Reminds me of a guy who stored data in ping messages https://youtu.be/JcJSW7Rprio

  • Back in the day, when protocols were more trusting we would play games by storing data archives in other people's SMTP queues. Open the connection and send a message to yourself by bouncing it through a remote server, but wait to accept the returning email message until you wanted the data back. As long as you pulled it back in before it times out on that queue and looped it back out to the remote SMTP queue you could store several hundred MB (which was a lot of data at the time) in uuencoded chunks spread out across the NSFNet.

  • I watch these things and I begin to realize I'll never be as intelligent as someone like this. It's good to know no matter how much you're grown there is always a bigger fish.

    • I agree that there will always be smarter fish, but you can definitely be this smart it just takes the proper motivation ( or weird idea ) to wiggle its way into your brain.

  • What part of the video discusses this? :D So far it’s about juggling chainsaws

    Edit: OK, I see where this is going. Lol

This reminds me of SnapchatFS[1], a side project I made about 8 years ago (see also HN thread[2] at that time).

From the README.md:

> Since Snapchat imposes few restrictions on what data can be uploaded (i.e., not just images), I've taken to using it as a system to send files to myself and others.

> Snapchat FS is the tool that allows this. It provides a simple command line interface for uploading arbitrary files into Snapchat, managing them, and downloading them to any other computer with access to this package.

[1]: https://news.ycombinator.com/item?id=6932508

How much data can you store if you embedded a picture-in-picture file over a 10 minute video? I could totally see content creators who do tutorials embedding project files in this way.

  • Back of the envelope estimate:

    4096 x 2160 x 24 x 60 is your theoretical max in bits/second, 127 billion.

    Assume that to counter YouTube's compression we need 16x16 blocks of no more than 256 colors and 15 keyframes/second; that reduces it to

    256 * 135 * 8 * 15 = 4.1 million bits/sec.

    That's not too awful. Ten minutes of this would get you about 300MB of data, which itself might be compressed.

  • “hope you enjoyed this video. btw, the source code used in this tutorial is encoded in the video.”

  • Would storing data as a 15 or 30 FPS QR code "video" be any more useful? At a minimum one would gain a configurable amount of error correction, and you could display it in the corner.

Turns out any site that allows users to submit and retrieve data can be abused in the same way:

- FacebookDrive: "Store files as base64 facebook posts"

- TwitterDrive: "Store files as base64 tweets"

- SoundCloudDrive: "Store files as mp3 audio"

- WikipediaDrive: "Store files in wikipedia article histories"

  • I wrote one of these as a POC when at AWS to store data sharded across all the free namespaces (think Lambda names), with pointers to the next chunk of data.

    I like to think you could unify all of these into a FUSE filesystem and just mount your transparent multi-cloud remote FS as usual.

    It's inefficient, but free!

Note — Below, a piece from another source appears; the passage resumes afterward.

PR #1283, opened 2019-01-14
Discourage installation as root, such as with sudo

### LINKED ISSUE #1061: Stop recommending usage of sudo pip in installation documentation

So you can have as much space as you want. And it's potentially brittle, but free! So you can replicate/stripe the data across as many providers as you want.

    • I was an eng manager on Lambda for a time, and we definitely knew people were doing this, and had plans to cut it out if it ever became a problem. :D

      1 reply →

  • Back in the day when @gmail was famous for their massive free storage for email, ppl wrote scripts to chunk large files and store them as email attachments.

  • My friends and I had a joke called NSABox. It would send data around using words that would attract the attention of the NSA, and you could submit a FOIA request to recover the data. I always found it amusing.

    • There's a feature in Emacs that does that (unsurprisingly.)

      It's called `M-x spook'. It inserts random gibberish that NSA and the Echelon project would've supposedly picked up back in the 90s.

      1 reply →

  • This is pretty tame compared to some actual, practical ones such as https://github.com/apachecn/CDNDrive

    For people who don't read Chinese: it encodes data into ~10M blocks in PNG and then uploads (together with a metadata/index file as an entry point) to various Chinese social media sites that don't re-compress your images. I knew people have used it to store* TBs after TBs data on them already.

    *Of course, it would be foolish to think your data is even remotely safe "storing" them this way. But it's a very good solution for sharing large files.

  • Github repos makes for a pretty good key-value store.

    It even has a full CRUD API, no need for using libgit.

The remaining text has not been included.